* [PATCH] osd: speedup startup by finishing pending removals in background
@ 2014-05-18 12:54 Alexandre Oliva
2014-05-19 11:32 ` Alexandre Oliva
0 siblings, 1 reply; 2+ messages in thread
From: Alexandre Oliva @ 2014-05-18 12:54 UTC (permalink / raw)
To: ceph-devel
This patch applies on top of the one I just posted, Subject “osd: avoid
flushing every TEMP removal to speedup startup”.

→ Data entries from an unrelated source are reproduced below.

Issue #246, opened 2015-08-27
Review and improve Extension API


tobyzerner:
I would love to get some feedback on Flarum's Extension API. If you haven't seen much of it, check out the [documentation](http://flarum.org/docs), as well as the source code for all of [Flarum's packaged extensions](https://github.com/flarum).
### Scoping

Currently we don't distinguish very well between what's part of the public API and what's not – and if we want to do SemVer, we need to do this much better. Given how the API is set up, how can we effectively do this? Some ideas:
- Prefix all private JavaScript variables and methods with `_`. Make sure docblocks reflect that too.
- Even if something is public, we may not want to guarantee that we won't break it. Should we explicitly use the `@api` docblock tag to denote our public API?
- On the backend, we need to more methods `private` instead of `protected`.
- Should we make any classes/methods `final`?
### Monkey Patching

Extending the JavaScript application uses monkey patching as its primary mechanism. I chose this because it was the simplest, most straightforward option – however, I'm wondering about a few potential pitfalls:
- There's no way for extensions to specify the priority of their monkey patch. This is not a huge problem because most monkey patching is done to add items to an ItemList, which allows for prioritization.
- Functions directly exported by modules cannot be monkey patched – i.e. helpers and some utils. Workaround is to make helpers into components, and make utils into objects containing functions.
- Class `constructor`s cannot be reliably monkey patched because sometimes the constructor property is used to access a static method (e.g. `this.constructor.whatever()`). We could work around this by making our monkeypatch methods copy over the original object's properties.

The obvious alternative is to have an event-based API, like on the backend. This would entail firing events in all methods that were previously subject to monkey-patching, and then changing all instances of `extend` and `override` into event listener registrations. (This would help to better define the scope of the API too.) While a big change for this stage of development, it's certainly not too late. I would just like to get some second opinions.
### Naming

I think I want to tighten up the naming of Flarum\Event classes, as they're a bit inconsistent at the moment. That and elsewhere, are there any names that you find confusing, and do you have any suggestions for replacements?
### General Feedback

If you have experience with public APIs, can you tell us: What could be better about Flarum's API? What parts are good, what parts are bad?

tobyzerner:
Some random ideas I've come up with while developing a Reports extension:

### PHP
- Use our own dispatcher abstraction
- Change Action $include ['relationship' ⇒ true/false] to $includeDefault and $includeOptional. Update BuildApiAction event too.
- Make more properties and methods private
[...]

PR #403, opened 2015-09-01
Allow support for passing extra signup data to API

mtotheikle:
This is required for Google reCAPTCHA plugin to work


franzliedke:
For overwriting that extracted method, I suppose? :+1:

tobscure:
Yep this is good. We will need to review naming at some stage to try and make it consistent between these kind of methods on various components (e.g. ReplyComposer, DiscussionComposer). ref #246

PR #406, opened 2015-09-01
Turkish translation added...

hidonet:
Turkish translation added...


franzliedke:
Thanks for contributing! :+1:

We're not adding other locales to the core, though. Please create an extension instead. The [French translation](https://github.com/maelsoucaze/flarum) may be a good inspiration.

hidonet:
Ok. I'm going to fork it. Thanks

PR #407, opened 2015-09-01
add traditional Chinese locale

ericcire:
add traditional Chinese locale


rodrigoargumedo:
I would write this as a extension but I might think this is a unnecessary pull request. Though, it works great out of the box and all. However, I suggestively advise to go against it.

This is just my two cent opinion and thoughts.

franzliedke:
Thanks for contributing!

I have to close this, though, for the same reason as #406.

PR #408, opened 2015-09-01
fixes issue of not saving extension to setting table

Luceos:
Fixes the issue of not being able to enable extensions. Before the fix enabling would disable all previous extensions.


Luceos:
already fixed

PR #418, opened 2015-09-03
call to $this-> assertValidPassword from static context

Luceos:
assertValidPassword called using `$this` in static context


tobscure:
Thanks!

PR #438, opened 2015-09-06
Add a default build script for extensions

mtotheikle:


franzliedke:
Very cool, I like this. Thank you! :+1: 

I'll let @tobscure merge this, so he can have a look.

tobscure:
Yeah this is nice, thanks. I think down the track, for both the extension stub and flarum/flarum, we should separate into two scripts: compile.sh (which runs npm/bower install and gulp --production in relevant places), and build.sh (which runs compile.sh and then packages it up into a zip).

PR #488, opened 2015-09-15
Changed default Admin password

billmn:
Default Admin password doesn't pass the new validation rule (min 8 chars)

See: https://github.com/flarum/core/commit/cbcad27679faaaeb10206d7c25e21952231b5542#diff-2e6d4ed85cd06d3e11f7f8428746214eR126


franzliedke:
Hah, fun, thanks!

Issue #266, opened 2015-08-27
Find and fix hardcoded translations


tobscure:
Although most of the client is translatable, there are still a few instances of hardcoded text which need to be fixed.

What needs to be done:

* Make `utils/punctuate` and `utils/abbreviateNumber` translatable. See http://discuss.flarum.org/d/336-potential-l10n-stumbling-blocks/5
* Find any other hardcoded translations by temporarily emptying en.yml and searching far and wide for text that is still in English.
* Do the same for all default extensions.
* Make the whole administration section translatable (it is all hardcoded at the moment).

franzliedke:
@dcsjapan Can we close this?

dcsjapan:
I think it's safe to close it now.

As you say, we've caught enough of them that instead of actively looking for them, we can simply wait for localizers to mention any they find. Hopefully there won't be any! :smile:

PR #504, opened 2015-09-16
Make punctuate function translatable

rodymol123:
Add an 'and' translation key to the core, and let punctuate.js make use of it. #266


franzliedke:
This is looking good, but can you please squash this to one commit? :)

Also, @dcsjapan, can you confirm this is the right way to go about this? Or will the hardcoded spaces cause any problems with other languages?

dcsjapan:
@franzliedke Thanks for pinging me.

Yes, the hardcoded spaces will cause trouble with languages that don't use them.

In addition, it looks like it's tripping over the same issue that I brought up with @tobscure in regard to esoTalk: not all languages put the "and" between the last pair. In Japanese, for example,

- John, Paul, George, and Ringo

would be written as

- John and Paul, George, Ringo

So the whole thing really needs to be handled as a phrase.

In esoTalk, @tobscure was originally using phrase with the structure

- "%s and %s"

and imploding all of the array except the last item into the first %s. We managed to make it work in Japanese by adding a second phrase

- "%s, %s, and %s"

for use in cases when the array was longer than two.

Would it be possible to do something similar here?

PR #507, opened 2015-09-16
adds heavier validation, also limits to 100 as per database column, a…

Luceos:
…dded some blacklist values for username

Username validation was far too simple. Added some basic values and restrictions based on database column.

### DIFF
--- a/src/Core/Users/User.php
+++ b/src/Core/Users/User.php
@@ -55,7 +55,13 @@ class User extends Model
      * @var array
      */
     protected $rules = [
-        'username'          => 'required|alpha_dash|unique',
+        'username'          => [
+            'required',
+            'alpha_dash',
+            'unique',
+            'max:30',
+            'min:3'
+        ],
         'email'             => 'required|email|unique',
         'password'          => 'required',
         'join_time'         => 'date',


tobscure:
- We should limit usernames to maximum 20-30 characters. 3 minimum is good.

- I don't think this is the right way to go about preventing people from using certain usernames. For one, reserving `admin` will break the vagrant installer. But more importantly, the idea of a blacklist is flawed; you can just work around it by using a similar username (e.g. `mod`, `admin_`, `root-`). If a forum admin has a problem with someone taking a username like that, they can just delete or rename them. There's nothing inherently wrong with using those usernames, so we'll leave blacklisting up to an extension.

franzliedke:
I agree, 30 characters should be good.

Luceos:
Updated:
- removed blacklist items
- limited to between 3 and 30

tobscure:
Please squash the commits and it'll be good to go :D

Luceos:
i guess my rebase failed immensily?

franzliedke:
Yep, please try again :)

franzliedke:
[Did it for you.](https://github.com/flarum/core/commit/68369ac5bb6a1729b34ad8b0a2851c5c9d170626)

PR #508, opened 2015-09-16
Make punctuate function translatable

rodymol123:
Add an 'and' translation key to the core, and let punctuate.js make use of it. #266


locale/en.yml
```diff
@@ -104,3 +104,4 @@ core:
   welcome_user: "Welcome, {username}!"
   write_a_post: Write a Post...
   write_a_reply: Write a Reply...
+  and:  and
```
franzliedke: Is there a trailing space after the "and"? I'm not sure that works or is a good idea; as it's so easy to omit or forget...

rodymol123: What would you think is suitable then?

dcsjapan:
I'll drop a note here because @rodymol123 added this PR right before I commented on the earlier one.

Please see my comments here:

https://github.com/flarum/core/pull/504

Adding the "and" all by itself just won't work for some languages.

Issue #351, opened 2015-08-29
Sort menu


Petrouchka:
**_1 Upvote**_ In the sort menu, it's difficult to understand the difference between "Latest" and "Newest" because it concern one time the Replies and the other time the Discussions. Perhaps using this ?
Latest −> Recent replies (or Last replies)
Top -> Top discussions
Newest -> New discussions
Oldest -> Old discussions

maelsoucaze:
+1, some users brought me to this issue as well.

maelsoucaze:
I just changed "Latest" by "Activity" and it's really clearer in French, according to feedbacks. I don't know if it's the case in English. What do you think?

Petrouchka:
Oui, dans diaspora*, il y a aussi Mon activité et Flux.
J'ai laissé tombé Flarum car presque la moitié de mes rapports de bogues ont été fermés sans aucune discussion et maintenant, il n'y a plus de paquet PHP/MySQL téléchargeable. Ça m'a gavé de voir le manque d'intérêt pour les utilisateurs, du coup, j'utilise à la place diaspora* et je suis bien content d'avoir fait l'effort de le découvrir.

maelsoucaze:
@Petrouchka Flarum is powered by only two developers at this time, not available all the time, and they're focused to fix major bugs in priority to release a stable version as soon as possible. I'm sure they're enjoying all contributions, they're just not enough for now to take the time and the energy for all of them, so they often prefer to let a feature to be discussed. Concerning the download package, it's just a temporary solution, it will be easier later. I'm sure everything will be better in the future. Flarum is still a young piece of software, and users are often too excited to implement features. That's a major deal as developer to slow down the hype and keep a cool head to keep the right way. I'm sad you gave up on it, but glad if you found something better for you elsewhere. :)

franzliedke:
I'll leave this to you, @tobscure, to improve when implementing the discussion list revamp.

PR #511, opened 2015-09-17
Differentiations between Discussions and Replies in the sort menu, in…

Petrouchka:
… order to avoid confusion between "Latest" and "Newest"

https://github.com/flarum/core/issues/351


tobscure:
This kind of change needs to be discussed on the forum before we accept a PR.

PR #1366, opened 2018-02-10
Use Illuminate Session component instead of Symfony

tobscure:
Symfony's component relies on PHP's native session functionality, which
is not ideal. It automatically sets its own cookie headers, resulting in
this issue: https://github.com/flarum/core/issues/1084#issuecomment-364569953

The Illuminate component is more powerful and has a simpler API for
extension with other drivers and such, and fits in nicely with other
components we use (the majority of which are from Illuminate).

### DIFF
--- a/composer.json
+++ b/composer.json
@@ -35,6 +35,7 @@
         "illuminate/filesystem": "5.5.*",
         "illuminate/hashing": "5.5.*",
         "illuminate/mail": "5.5.*",
+        "illuminate/session": "5.5.*",
         "illuminate/support": "5.5.*",
         "illuminate/validation": "5.5.*",
         "illuminate/view": "5.5.*",
--- a/src/Forum/Controller/AbstractOAuth2Controller.php
+++ b/src/Forum/Controller/AbstractOAuth2Controller.php
@@ -62,7 +62,7 @@ abstract class AbstractOAuth2Controller implements ControllerInterface
 
         if (! $code) {
             $authUrl = $this->provider->getAuthorizationUrl($this->getAuthorizationUrlOptions());
-            $session->set('oauth2state', $this->provider->getState());
+            $session->put('oauth2state', $this->provider->getState());
 
             return new RedirectResponse($authUrl.'&display=popup');
         } elseif (! $state || $state !== $session->get('oauth2state')) {
--- a/src/Forum/Controller/LogOutController.php
+++ b/src/Forum/Controller/LogOutController.php
@@ -102,7 +102,7 @@ class LogOutController implements ControllerInterface
 
         // If a valid CSRF token hasn't been provided, show a view which will
         // allow the user to press a button to complete the log out process.
-        $csrfToken = $session->get('csrf_token');
+        $csrfToken = $session->token();
 
         if (array_get($request->getQueryParams(), 'token') !== $csrfToken) {
             $return = array_get($request->getQueryParams(), 'return');
--- a/src/Forum/Controller/ResetPasswordController.php
+++ b/src/Forum/Controller/ResetPasswordController.php
@@ -50,6 +50,6 @@ class ResetPasswordController extends AbstractHtmlController
 
         return $this->view->make('flarum.forum::reset-password')
             ->with('passwordToken', $token->id)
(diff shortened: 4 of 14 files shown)


tobscure:
I'm not so sure I agree with your point about the managers. Isn't it good to be able to give advanced users the flexibility of using different session drivers (and filesystem, logging, etc.)? For example, if we were to be using the equivalent of a `file` session driver by default, that wouldn't scale too well, so an advanced user may wish to swap it out for a `redis` driver.

Furthermore, the abstraction you're talking about doesn't seem that expensive. The `SessionManager` caches and returns an instance of the `Session` interface, which is a single layer on top of whatever driver is being used. Surely the performance decrease would be negligible.

I've only had a quick look, but the only PSR-7 specific library I can find is [psr7-sessions/storageless](https://github.com/psr7-sessions/storageless) – seemingly the equivalent of using Laravel's `cookie` session driver. It looks nice, but it does come with some limitations, namely the assumptions listed in its readme: 

> your sessions are fairly small and contain only few identifiers and some CSRF tokens. Small means `< 400` bytes
> data in your session is **freely readable by the client**

I'm not sure that we can guarantee that extensions won't wish to store larger, sensitive data within sessions.

luceos:
Even though I understand the argument of not releasing a framework, one of the things I strongly am in favour of is extensibility. The drawback of forcing one type of implementation is the restriction you put in place for extensions. A good example of this is the (previous) issue with avatars being stored in the local asset folder, replacing that with (for instance) an aws driven storage is pretty much impossible. Let's not make a habit of closing down our app completely.

franzliedke:
Ah, but we don't limit extensibility by not using a manager class. All an extension needs to do is replace the binding in our IoC container.

Of course other implementations should be usable, that's why we type hint interfaces almost everywhere. But since we currently do not support configuring another driver, we should stick with YAGNI and omit the manager.

luceos:
@franzliedke that's something I can agree on 👍

tobscure:
Ah gotcha. Kinda. Honestly still not really convinced about the benefit to not using the Laravel stuff. We could easily allow that config to be changed via a php file, and get that flexibility for free, without having to write an extension or anything.

Happy to concede to your expertise though. Are you suggesting to still use the Laravel interface and just bypass the service provider/manager? Or something else entirely?

franzliedke:
Hi @tobscure, I've rebased your branch on the latest master and added a commit that takes care of the following:
- Implement session instantiation directly in the middleware (this is important for supporting alternative server environments, such as long-running asynchronous pure-PHP servers, e.g. PHP-PM).
- The service provider instantiates a session handler (this can be replaced by extensions), not an actual session store.
- Garbage collection is moved to the existing middleware.
- Unused session config is removed.
- Avoid using Illuminate's session manager - this is now more or less a side effect of the previous items.

Another question to consider: Should we use Laravel's `EncryptedStore`? I don't see any downsides in doing so...

Let me know what you think. :smile:

tobscure:
Looks good!

Not a huge fan of the session binding being in `UserServiceProvider`? But don't really have a better suggestion for where to put it 🤔

Also kinda liked all the session stuff, including the GC, being together in one middleware... but I'm just nitpicking, ultimately happy for this to go in without any changes if you are :)

franzliedke:
I see your point about GC. Let's make it better at some point, e.g. have a GC manager (or something along those lines) that randomly chooses one of the queries that do GC. (Extensions can then register their own ones.) At that point, having a dedicated middleware suddenly makes sense. :smile:

luceos:
Binding the SessionHandlerInterface only in the UserServiceProvider currently breaks master.

franzliedke:
Quick update: I had forgotten to remove Laravel's `SessionServiceProvider` from this PR, so [I did that now](https://github.com/flarum/core/commit/46f80e8d722261b5b984158ec6a2f940090d8b30).

As for the installer stuff (@luceos' comment above and also [this issue](https://github.com/flarum/core/issues/1370)), it all comes down to how we currently set up the `Application` instance when Flarum has not yet been installed. I have to completely rethink which service providers are registered (and when they are booted) when that is the case. I am on it, though.

PR #1372, opened 2018-02-16
FontAwesome v5.0.6

### LINKED ISSUE #1326: Update to Font Awesome v5
A suggestion by [Eldenroot](https://discuss.flarum.org/u/Eldenroot) from [this forum topic](https://discuss.flarum.org/d/8018-update-to-fontawesome-icon-v5)

I must say also those icons look very neat! I like that u can have 3 types of the same icon (solid, regular, light)

[Font awesome v5](https://fontawesome.com/)

afrastgeek:
In this PR, I'm updating flarum to use the latest FontAwesome icon font (v5.0.6).

**After this PR, there's probably a need to update icon name in flarum's extension.**

## Issues that will be fixed by this PR:
- #1326 (Update to Font Awesome v5)

## Changes

> Version 5 has been re-written and re-designed completely from scratch.

Most notable change from version 4, in brief :
- New Prefixes (5 instead of 1)
- Icon Name Changes

Please see: [FontAwesome 5 Upgrade Guide](https://fontawesome.com/how-to-use/upgrading-from-4) for more detailed information

### Icon replacement
In FontAwesome 5, icon replacement also occured.
Some of the old icon now got appended `-alt` in it's icon name, and the old-name got a new icon.
(e.g.: the old `expand` become `expand-alt`)

## BC Breaks

- Icon name must be specified in it's long form class syntax.
  Previously, icon can be used just by specifying it's name.
  E.g: `wrench` now became `fa fa-wrench`.

- Groups Icon
  After updating flarum to a version containing this PR, you must manually update icon name in `groups` database table.

## To-Do

Below is list of task I used for this implementation.

- [x] Use latest font-awesome shim package (12e8a2f)
- [x] Adapt file names and directory structure changes (12e8a2f)
- [x] Adapt icon name changes in less (bd61a62, d13bae3)
- JS Changes:
  - [x] ~~Add new parameter for `iconPrefix` (e.g.: `fa`, `far`, `fab`) to the `icon` helper (0121c1e)~~
  - [x] ~~Update js component to use `iconPrefix` parameter (**Partially implemented** on c8fa44a)~~
  - [x] ~~Adapt icon name changes in js (8f96908, 6af9019)~~
- [x] ~~Display non-default (`far`, `fab`) extension icon in Extension Administration Page. (1b348d2)~~
- [x] Refactor Icon Helper API, see https://github.com/flarum/core/pull/1372#issuecomment-366470195 (75ad8ca)
- [x] Re-checking leftover icon classes (1fa8d6c)

## Size Comparison

In #1326 ,  @tobscure requested for a file-size comparisons.

Here's a table comparing compiled assets files size (in bytes), before and after.
Using `ls -l` and `du -b`.

| Type | File Name | Size Before | Size After | Size After Refactor |
| ------------- | ------------- | -------------:| -------------:| -------------:|
| file      | public/assets/admin-*.css |    74 382 |    78 143 |    78 143 |
| file      | public/assets/admin-*.js  |   507 943 |   507 957 |   505 334 |
| directory | public/assets/fonts/*     | 1 085 661 | 1 688 588 | 1 688 588 |
| file      | public/assets/forum-*.css |   113 425 |   117 661 |   118 082 |
| file      | public/assets/forum-*.js  |   865 708 |   865 906 |   867 466 |

### DIFF
--- a/js/lib/helpers/icon.js
+++ b/js/lib/helpers/icon.js
@@ -1,13 +1,12 @@
 /**
- * The `icon` helper displays a FontAwesome icon. The fa-fw class is applied.
+ * The `icon` helper displays an icon.
  *
- * @param {String} name The name of the icon class, without the `fa-` prefix.
+ * @param {String} fontClass The full icon class, prefix and the icon’s name.
  * @param {Object} attrs Any other attributes to apply.
- * @param {String} prefix The icon class prefix.
  * @return {Object}
  */
-export default function icon(name, attrs = {}) {
-  attrs.className = 'icon ' + name + ' ' + (attrs.className || '');
+export default function icon(fontClass, attrs = {}) {
+  attrs.className = 'icon ' + fontClass + ' ' + (attrs.className || '');
 
   return <i {...attrs}/>;
 }
--- a/js/lib/helpers/icon.js
+++ b/js/lib/helpers/icon.js
@@ -3,10 +3,11 @@
  *
  * @param {String} name The name of the icon class, without the `fa-` prefix.
  * @param {Object} attrs Any other attributes to apply.
+ * @param {String} prefix The icon class prefix.
  * @return {Object}
  */
-export default function icon(name, attrs = {}) {
-  attrs.className = 'icon fa fa-' + name + ' ' + (attrs.className || '');
+export default function icon(name, attrs = {}, prefix = 'fa') {
+  attrs.className = 'icon ' + prefix + ' fa-' + name + ' ' + (attrs.className || '');
 
   return <i {...attrs}/>;
 }
--- a/js/lib/helpers/icon.js
+++ b/js/lib/helpers/icon.js
@@ -6,8 +6,8 @@
  * @param {String} prefix The icon class prefix.
  * @return {Object}
  */
-export default function icon(name, attrs = {}, prefix = 'fa') {
-  attrs.className = 'icon ' + prefix + ' fa-' + name + ' ' + (attrs.className || '');
+export default function icon(name, attrs = {}) {
+  attrs.className = 'icon ' + name + ' ' + (attrs.className || '');
 
   return <i {...attrs}/>;
 }
--- a/composer.json
+++ b/composer.json
@@ -23,7 +23,7 @@
         "php": ">=7.0",
         "dflydev/fig-cookies": "^1.0.2",
         "doctrine/dbal": "^2.5",
-        "components/font-awesome": "^4.6",
+        "components/font-awesome": "^5.0.6",
         "franzl/whoops-middleware": "^0.4.0",
         "illuminate/bus": "5.5.*",
         "illuminate/cache": "5.5.*",
--- a/js/admin/src/components/AdminNav.js
+++ b/js/admin/src/components/AdminNav.js
@@ -41,7 +41,7 @@ export default class AdminNav extends Component {
 
     items.add('basics', AdminLinkButton.component({
       href: app.route('basics'),
-      icon: 'pencil',
+      icon: 'pencil-alt',
       children: app.translator.trans('core.admin.nav.basics_button'),
       description: app.translator.trans('core.admin.nav.basics_text')
     }));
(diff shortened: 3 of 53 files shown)


datitisev:
What if, because the fonts directory is larger now, there could be an option to select what extra icon sets you want to include in the website from the admin interface.
That way, only the general icons are loaded initially, unless extra are added from the admin interface or an extension requires it.
Not necessarily for this PR, but I think it’d be a good idea, if possible.

tobscure:
What an awesomely comprehensive PR! Thanks for your work @afrastgeek 🤩

My only thought is that maybe we should simplify the `icon` helper API and simply pass the full class name as the first parameter. i.e. instead of:

```js
icon('star', undefined, 'far')
```

You'd just do:

```js
icon('far fa-star')
```

It's more transparent, less confusing, and since the parameter values are tightly coupled to FontAwesome anyway, we don't lose any flexibility – we just make that relationship more clear.

Thoughts? @afrastgeek @franzliedke @luceos 

@datitisev I think that's in more the realm of Extensions 😄

franzliedke:
Great stuff, thank you so much @afrastgeek!
Can you quickly explain what the different prefixes do?

I agree with @tobscure's suggestion. Would you mind implementing that in this PR?

tobscure:
@franzliedke Check out the [upgrade guide](https://fontawesome.com/how-to-use/upgrading-from-4) for a good explanation (scroll down to *Icon Name Changes*)

datitisev:
@tobscure Well, I was thinking about it so there would be less resources to load, and extensions can request more as they are needed, instead of always loading all icons and not using over 95% of them.
I guess it could also be done with an extension, though.

afrastgeek:
@datitisev I like the idea. Maybe we need to check what are the font type needed, and load the font file accordingly. But I don't know how it should be done and how much it would improve the performance, so for now i won't implement that in this PR.

---

@tobscure @franzliedke It's my pleasure to contribute to this awesome forum app.

I agree to refactor the icon helper. Previously I was thinking about not disturbing the icon helper API (lesser changes), so i created a new parameter, but when implemented, it gets ugly.

@tobscure suggestion are pretty clean, and yes, it much simpler, and less confusing.

I will update this PR soon, thank you for your input.

---

@franzliedke new prefixes in FontAwesome 5 are represent the icon style.

- `fa` or `fas` for solid icon
- `far` for regular icon (Partially Pro)
- `fal` for light icon (Pro Only)
- `fab` for brand icon

luceos:
I'm with @tobscure on this related to using icon classes. The current implementation has no flexibility to use any other icon pack, using the full class names (including the far, fal and fab prefixes) will allow more flexibility in the long run. 

I'm not sure I like using the shim to support the legacy font awesome set, because it will unnecessarily increase the compiled js file.

afrastgeek:
@luceos yes, I will update the PR to use @tobscure suggestion.
And I'm agree to not use the shim. I believe it only give a short-term advantage.

tobscure:
Sorry can someone explain what the shim is?

afrastgeek:
FontAwesome provide a [Version 4 Shim](https://fontawesome.com/how-to-use/upgrading-from-4#v4-shim). It facilitate user to use old v4 syntax when using the new v5 files.

> Our v4 shim allows you to keep your old version 4 icon names, aliases, and syntax, and we’ll even upgrade you from FA4’s web fonts to FA5’s new SVG with JavaScript implementation.

tobscure:
I see, thanks. I agree we do not need to include the shim.

js/lib/helpers/icon.js
```diff
@@ -3,10 +3,11 @@
  *
  * @param {String} name The name of the icon class, without the `fa-` prefix.
  * @param {Object} attrs Any other attributes to apply.
+ * @param {String} prefix The icon class prefix.
```
franzliedke: Please fix the docblock to match the implementation. ;)

franzliedke: Also, the method description is not completely true anymore.

afrastgeek: I'm sorry, missed this one. Thanks for the catch.

franzliedke:
Thank you so much @afrastgeek. I can only second Toby: what an awesome contribution. :heart:

afrastgeek:
You're welcome! I'm happy doing this.
Let me know if the PR gave some kind of a bug or anything.

Issue #1369, opened 2018-02-14
If I use phone to view the  * others like this, the title will move.


skywalker512:
## Explanation

If I use phone to view the  ```** others like this.``` the title will move.

![_ _20180214095650](https://user-images.githubusercontent.com/12960906/36184305-dfec2c08-116d-11e8-9112-a3c346c31471.gif)

## Technical details

- Website URL where the bug is visible: https://discuss.flarum.org

TurboProgramming:
Isn't discuss pulling the latest commits from dev-master? Shouldn't it be the same?

luceos:
@TurboProgramming discuss is occasionally being updated with dev-master, but this only happens when the calculated risk for problems will be close to zero. The current dev-master is still very volatile, the imminent merge of the database changes making it even more so. Discuss will be updated before beta 8 is tagged though.

PR #1378, opened 2018-03-02
Fix modal title background in media phone

DogSports:
Fix issue #1369

### DIFF
--- a/less/lib/Modal.less
+++ b/less/lib/Modal.less
@@ -152,6 +152,7 @@
     &:before {
       content: " ";
       .header-background();
+      position: absolute;
     }
   }
   .Modal {


franzliedke:
Thank you, @DogSports !

Looks correct, as far as I can tell. I'll let Toby approve and merge this, though.

tobscure:
This is one solution! But it's interesting actually, the way we were intending it to be was for the modal heading to be `position: fixed`, and the bug is that the `.App-primaryControl, .App-titleControl, .App-backControl` components are *not* `position: fixed` as well.

You can see this in https://github.com/flarum/core/blob/master/less/lib/App.less#L43 - these elements are supposed to be `position: fixed` if the app has been scrolled (ie. `.App.affix`), but I obviously didn't realise at the time that the modal element is displayed as a sibling to the `.App` element rather than as a child.

The ultimate solution probably will involve a rethink of whether modal should be a child to `.App` instead of a sibling, but for now I'm happy to merge this as a temporary solution.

When PG removals are underway and the OSD is restarted, or when
multiple removals are scheduled manually with ceph_filestore_dump
premove, the OSD may take a long time to process all pending removals
before it will join the cluster.
This patch introduces an option that enables the OSD to join the
cluster first, performing the removals in background while actively
participating in the cluster, as the OSD would if it hadn't been
restarted.
In hindsight, I suppose it might have been wiser to add a data member to
DeletingStateRef to hold the coll_t, instead of having to search for it
again, but this patch is what I tested, and it's likely good enough for
now.
Signed-off-by: Alexandre Oliva <oliva@gnu.org>
---
src/common/config_opts.h | 10 ++++++
src/osd/OSD.cc | 75 ++++++++++++++++++++++++++++++++++++++++++++--
2 files changed, 82 insertions(+), 3 deletions(-)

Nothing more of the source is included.